**TASK INPUTS:**

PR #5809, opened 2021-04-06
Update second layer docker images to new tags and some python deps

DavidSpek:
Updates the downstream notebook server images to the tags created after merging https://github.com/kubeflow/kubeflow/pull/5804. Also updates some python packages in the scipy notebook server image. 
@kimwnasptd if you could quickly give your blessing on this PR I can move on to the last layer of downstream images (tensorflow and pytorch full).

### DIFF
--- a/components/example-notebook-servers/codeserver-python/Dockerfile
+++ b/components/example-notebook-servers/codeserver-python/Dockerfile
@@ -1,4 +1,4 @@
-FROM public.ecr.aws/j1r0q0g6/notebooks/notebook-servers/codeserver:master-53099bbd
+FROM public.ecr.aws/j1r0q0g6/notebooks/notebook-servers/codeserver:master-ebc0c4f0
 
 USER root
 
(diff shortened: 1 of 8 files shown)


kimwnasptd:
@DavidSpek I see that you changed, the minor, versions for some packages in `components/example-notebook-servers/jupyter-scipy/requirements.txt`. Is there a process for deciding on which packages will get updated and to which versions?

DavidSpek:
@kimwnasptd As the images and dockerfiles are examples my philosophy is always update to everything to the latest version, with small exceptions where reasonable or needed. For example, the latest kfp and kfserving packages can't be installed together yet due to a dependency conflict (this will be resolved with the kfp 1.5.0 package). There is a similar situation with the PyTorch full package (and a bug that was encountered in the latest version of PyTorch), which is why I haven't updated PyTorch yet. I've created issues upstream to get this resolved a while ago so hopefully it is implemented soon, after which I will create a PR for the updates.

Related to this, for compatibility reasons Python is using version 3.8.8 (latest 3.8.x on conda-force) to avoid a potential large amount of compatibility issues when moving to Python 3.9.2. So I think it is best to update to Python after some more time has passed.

**WORK INSTRUCTIONS:**
Search the data for "codeserver" and list every line in which it occurs.

**THE COMPLETED TASK:**
--- a/components/example-notebook-servers/codeserver-python/Dockerfile
+++ b/components/example-notebook-servers/codeserver-python/Dockerfile
-FROM public.ecr.aws/j1r0q0g6/notebooks/notebook-servers/codeserver:master-53099bbd
+FROM public.ecr.aws/j1r0q0g6/notebooks/notebook-servers/codeserver:master-ebc0c4f0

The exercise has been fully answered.